Let us denote the points as follows:
⇒ O = (0, 0, 0)
⇒ A = (2, 1, 1)
⇒ B = (3, 5, –1)
⇒ C = (4, 3, –1)
If two lines of direction ratios (a1, b1, c1) and (a2, b2, c2) are said to be perpendicular to each other. Then the following condition is need to be satisfied:
⇒ a1 . a2 + b1 . b2 + c1 . c2 = 0 ……(1)
Let us assume the direction ratios for line OA be (r1, r2, r3) and BC be (r4, r5, r6)

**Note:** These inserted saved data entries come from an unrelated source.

Issue #485, opened 2015-09-13
Symfony 2.8: Use FQCN as field names


WouterJ:
This bundle currently relies on field names to build the form (for instance, `FormContractor#getDefaultOptions`). As of Symfony 2.8, field names are deprecated and the FQCN has to be used instead.

rande:
This has been resolved by adding a compatibility layer with the SonataCoreBundle

PR #513, opened 2015-12-29
Replace 'form' field type with FQCN to silence Symfony >=2.8 deprecation notices

tehplague:


tehplague:
Same situation as in #485

rande:
@tehplague see comment on the issue related issue.

PR #517, opened 2016-01-05
Always sort

greg0ire:


Datagrid/ProxyQuery.php
```diff
@@ -63,17 +63,38 @@ public function execute(array $params = array(), $hydrationMode = null)
...
+         */
+
+        $identifierFields = $queryBuilder
+            ->getEntityManager()
+            ->getMetadataFactory()
+            ->getMetadataFor(current($queryBuilder->getRootEntities()))
+            ->getIdentifierFieldNames();
+
+        foreach ($identifierFields as $identifierField) {
+            $queryBuilder->addOrderBy(
```
Soullivaneuh: What happen if the querybuilder already have an orderBy?

I think this will be appended, not replaced.

Soullivaneuh:

Regards.

Datagrid/ProxyQuery.php
greg0ire: Yes, and it is intended.

greg0ire: For instance, imagine you have a sort on the date, but two people happen to post something at the same exact second. You don't want the request to return things in a different order when you press F5, and a good way to achieve that is to append a sort on a unique key

Soullivaneuh: Yes but what about `$this->getSortOrder()`?

greg0ire: As said in the comment "reusing the sort order is the most natural way to go". If you sort by date ASC, and then by id ASC, and you press the button that inverts the sort order, you expect items that have the same date to appear in reverse order. Reusing `getSortOrder` allows that.

greg0ire:
See #544

PR #519, opened 2016-01-19
change ProxyQuery::getFixedQueryBuilder to protected

marcoslibre:
I needed to extend ProxyQuery in order to add query hints in the execute() method.
Does it make sense to make the getFixedQueryBuilder method protected instead of private ?


OskarStark:
Thank you @marcoslibre

PR #523, opened 2016-01-31
Get database value of identifier to support other identifier type classes

acrobat:
I came across this issue/case when using an entity with uuid identifier and prefilled (uuid generated in the entity) identifier

Example:
```php
use Ramsey\Uuid\Uuid;

class Example
{
    /**
     * @var \Ramsey\Uuid\Uuid
     *
     * @ORM\Column(type="uuid")
     * @ORM\Id
     */
    private $id;

    public function __construct()
    {
        $this->id = Uuid::uuid4();
    }
}
```

Problems:
- Create page could not be opened (as the identifier class could not be resolved)
- prefilled identifier caused the code to think it was editing an existing item

Fixes:
- Use the database value of each type to display the entity
- Check with the unit of work if an entity is managed or not (to check if it is create or edit)
- I had to use the old uuid lib from Rhumsaa instead of Ramsey's to keep the tests compatible with php 5.3

I've also added tests to check this behavior. Based this pr on changes in #481.

### DIFF
--- a/Datagrid/ProxyQuery.php
+++ b/Datagrid/ProxyQuery.php
@@ -11,6 +11,7 @@
 
 namespace Sonata\DoctrineORMAdminBundle\Datagrid;
 
+use Doctrine\DBAL\Types\Type;
 use Doctrine\ORM\Query;
 use Doctrine\ORM\QueryBuilder;
 use Sonata\AdminBundle\Datagrid\ProxyQueryInterface;
@@ -132,10 +133,17 @@ class ProxyQuery implements ProxyQueryInterface
         }
 
         $results    = $queryBuilderId->getQuery()->execute(array(), Query::HYDRATE_ARRAY);
+        $platform = $queryBuilderId->getEntityManager()->getConnection()->getDatabasePlatform();
         $idxMatrix  = array();
         foreach ($results as $id) {
             foreach ($idNames as $idName) {
-                $idxMatrix[$idName][] = $id[$idName];
+                $phpValue = $id[$idName];
+                // Convert ids to database value in case of custom type
+                $fieldType = $metadata->getTypeOfField($idName);
+                $type = Type::getType($fieldType);
+                $dbValue = $type->convertToDatabaseValue($phpValue, $platform);
+
+                $idxMatrix[$idName][] = $dbValue;
             }
         }
 
--- a/Tests/Datagrid/ProxyQueryTest.php
+++ b/Tests/Datagrid/ProxyQueryTest.php
@@ -11,15 +11,25 @@
 
 namespace Sonata\DoctrineORMAdminBundle\Tests\Datagrid;
 
+use Doctrine\DBAL\Types\Type;
 use Doctrine\ORM\Query\Expr\From;
+use Rhumsaa\Uuid\Doctrine\UuidType;
 
 class ProxyQueryTest extends \PHPUnit_Framework_TestCase
 {
+    public static function setUpBeforeClass()
+    {
+        if (!Type::hasType('uuid')) {
+            Type::addType('uuid', 'Rhumsaa\Uuid\Doctrine\UuidType');
+        }
+    }
+
     public function dataGetFixedQueryBuilder()
     {
         return array(
-            array('aaa', 'bbb', 'id', 'id_idx', 33),
-            array('aaa', 'bbb', 'id.value', 'id_value_idx', 33),
+            array('aaa', 'bbb', 'id', 'id_idx', 33, Type::INTEGER),
+            array('aaa', 'bbb', 'id.value', 'id_value_idx', 33, Type::INTEGER),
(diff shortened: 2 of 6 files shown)


acrobat:
I don't think the test failures are related to this change

acrobat:
@rande , @OskarStark, @Soullivaneuh do you have time to review (and merge if ok) the changes? Thanks!

acrobat:
@rande , @OskarStark, @Soullivaneuh do you have time to review the changes? Thanks!

greg0ire:
Please follow these guidelines for your commit message http://rakeroutes.com/blog/deliberate-git/ (in particular, keep your commit message subject under 50 chars).

Tests/Datagrid/ProxyQueryTest.php
```diff
@@ -47,12 +60,27 @@ public function testGetFixedQueryBuilder($class, $alias, $id, $expectedId, $valu
             ->with($this->equalTo($class))
             ->willReturn($meta);
 
+        $platform = $this->getMockBuilder('Doctrine\DBAL\Platforms\PostgreSqlPlatform')
+            ->disableOriginalConstructor()
+            ->getMock();
+        //_getCommonIntegerTypeDeclarationSQL, Doctrine\DBAL\Platforms\AbstractPlatform::initializeDoc/trineTypeMappings
```
greg0ire: No commented code please.

composer.json
```diff
@@ -30,7 +30,8 @@
     },
     "require-dev": {
         "simplethings/entity-audit-bundle": "~0.1",
-        "symfony/phpunit-bridge": "~2.7|~3.0"
+        "symfony/phpunit-bridge": "~2.7|~3.0",
+        "rhumsaa/uuid": "^2.8"
```
greg0ire: Please sort packages alphabetically.

acrobat:
@greg0ire Thanks for the comments! Commit message length is fixed!

Tests/Datagrid/ProxyQueryTest.php
acrobat: Hmm missed it when cleaning up after writing, fixed!

composer.json
acrobat: Fixed!

composer.json
```diff
@@ -29,6 +29,7 @@
         "sonata-project/core-bundle": "~2.3,>=2.3.1"
     },
     "require-dev": {
+        "rhumsaa/uuid": "^2.8",
```
rande: this package is deprecated; also I don't see why we need this for testing

acrobat: I had to use the old uuid lib from Rhumsaa instead of Ramsey's to keep the tests compatible with php 5.3

I use the lib because I use a uuid class to generate uuid (and have it mapped by doctrine) to test the changes.

Datagrid/ProxyQuery.php
```diff
@@ -132,10 +133,17 @@ protected function getFixedQueryBuilder(QueryBuilder $queryBuilder)
...
+        $platform = $queryBuilderId->getEntityManager()->getConnection()->getDatabasePlatform();
         $idxMatrix  = array();
         foreach ($results as $id) {
             foreach ($idNames as $idName) {
-                $idxMatrix[$idName][] = $id[$idName];
+                $phpValue = $id[$idName];
+                // Convert ids to database value in case of custom type
+                $fieldType = $metadata->getTypeOfField($idName);
+                $type = Type::getType($fieldType);
+                $dbValue = $type->convertToDatabaseValue($phpValue, $platform);
```
rande: This is weird, doctrine should perform the work in the query mapper.

composer.json
greg0ire: Maybe you could hardcode what you know to be a valid uuid instead.

acrobat: I could do that, but i'm also checking if the [correct type is returned](https://github.com/sonata-project/SonataDoctrineORMAdminBundle/pull/523/files#diff-304847c39531513d83f2682805eb7b6cR321)

Or should I mock the whole uuid class and doctrine mapping etc?

greg0ire: Writing a dummy `UuidType` should be enough, shouldn't it?

acrobat: The UuidType and Uuid object to generate a uuid and have it set in the entity so doctrine knows what to convert. I will try to implement the extra mock objects and remove the uuid package dependency

Datagrid/ProxyQuery.php
acrobat: Doctrine will return an object for the identifier (in my case an object of type Uuid). But further on in the code it expects a string value to display and use in urls. Therefor getting the db value solves to problem. It's the code from PR #481 but i've added the missing tests and some code cleanup.

OskarStark: ping @rande

acrobat:
Can someone get me on the way on how to mock the ramsey/uuid and ramsey/uuid-doctrine-type class? As I also need to access it in the fixture entity, but don't how I should really mock these classes

Soullivaneuh:

Regards.

PR #527, opened 2016-03-17
Check the entity identifier attribute is named id

jmontoyaa:
In some cases (legacy code) the id is not set, this fixes the error.

"Key "id" for array with keys "iid" does not exist in SonataDoctrineORMAdminBundle:Block:block_audit.html.twig at line 41"

### DIFF
--- a/Resources/views/Block/block_audit.html.twig
+++ b/Resources/views/Block/block_audit.html.twig
@@ -36,7 +36,11 @@ file that was distributed with this source code.
                                     {% for changedEntity in revision.entities %}
                                         <li>
                                             {{ changedEntity.entity }} / {{ changedEntity.revisionType }}
-                                            / {{ changedEntity.className }} - {{ changedEntity.id.id }}
+                                            / {{ changedEntity.className }} 
+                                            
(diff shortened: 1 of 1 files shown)


OskarStark:
LGTM

ping @greg0ire

greg0ire:
Can you change your commit message? The `Add "is defined"` part is too low level. Maybe

> Check the entity identifier attribute is named id

would be better, because it raises some more questions : what if it isn't ?

Also, what is this `iid` thing about? Maybe it is the legacy way of doing things and it contains the identifier, and we should actually display it instead? Is it under `changedEntity.id` or under `changedEntity` directly ?

greg0ire:
> Also, what is this iid thing about?

Looks like [some people](http://classic.chamilo.googlecode.com/hg/main/inc/Entity/EntityCGroupInfo.php) actually use that in their code.

@jmontoyaa : why not be nice and display it instead, then ? And in the process, support composite keys, like this : `{{ changedEntity.id|join(', ')}}`. Can you try this?

Soullivaneuh:

Regards.

PR #530, opened 2016-04-09
Replaced accessing type by string name

toooni:
Accessing type "sonata_type_boolean" by its string name is deprecated since Symfony 2.8 and has been removed in 3.0.

### DIFF
--- a/Guesser/FilterTypeGuesser.php
+++ b/Guesser/FilterTypeGuesser.php
@@ -13,6 +13,7 @@ namespace Sonata\DoctrineORMAdminBundle\Guesser;
 
 use Doctrine\ORM\Mapping\ClassMetadataInfo;
 use Sonata\AdminBundle\Model\ModelManagerInterface;
+use Sonata\CoreBundle\Form\Type\BooleanType;
 use Symfony\Component\Form\Guess\Guess;
 use Symfony\Component\Form\Guess\TypeGuess;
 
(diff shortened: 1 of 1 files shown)


Guesser/FilterTypeGuesser.php
```diff
@@ -65,7 +66,7 @@ public function guessType($class, $property, ModelManagerInterface $modelManager
 
         switch ($metadata->getTypeOfField($propertyName)) {
             case 'boolean':
-                $options['field_type']    = 'sonata_type_boolean';
+                $options['field_type']    = BooleanType::class;
```
core23: This works for symfony 2.3 too? @toooni

toooni: @core23 Sorry I didn't know that the master branch still should preserve BC compatibility with sf 2.3. I don't think it's working on 2.3, but it works with 3.0+. Should I change the target branch for the PR? Or how do you achieve 3.0+ support?

core23:
Until now, we support both versions https://github.com/sonata-project/SonataDoctrineORMAdminBundle/blob/master/composer.json#L25

toooni:
@core23 then this feature (self guessing boolean type in filter) does not work in sf 3 yet.

Guesser/FilterTypeGuesser.php
greg0ire: We use an if statement that detect the current symfony form version, using the presence of the `getBlockPrefix` method.

Soullivaneuh:

Regards.

PR #535, opened 2016-04-26
do not test dependencies

greg0ire:
A unit test should not test methods defined outside the class under
test, even if it is a parent class, and especially if this class is
defined in another package.


greg0ire:
ping @OskarStark @core23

We know that direction ratios for a line passing through points (x1, y1, z1) and (x2, y2, z2) is (x2 – x1, y2 – y1, z2 – z1).
Let’s find the direction ratios for the line OA
⇒ (r1, r2, r3) = (2 – 0, 1 – 0, 1 – 0)
⇒ (r1, r2, r3) = (2, 1, 1)
Let’s find the direction ratios for the line BC
⇒ (r4, r5, r6) = (4 – 3, 3 – 5, – 1 – (– 1))
⇒ (r4, r5, r6) = (4 – 3, 3 – 5, – 1 + 1)
⇒ (r4, r5, r6) = (1, –2, 0)
Let us check whether the lines are perpendicular or not using (1)
⇒ r1 . r4 + r2 . r5 + r3 . r6 = (2 × 1) + (1 × –2) +(1 × 0)
⇒ r1 . r4 + r2 . r5 + r3 . r6 = 2 – 2 + 0
⇒ r1 . r4 + r2 . r5 + r3 . r6 = 0
Since the condition is clearly satisfied, we can say that the given lines are perpendicular to each other.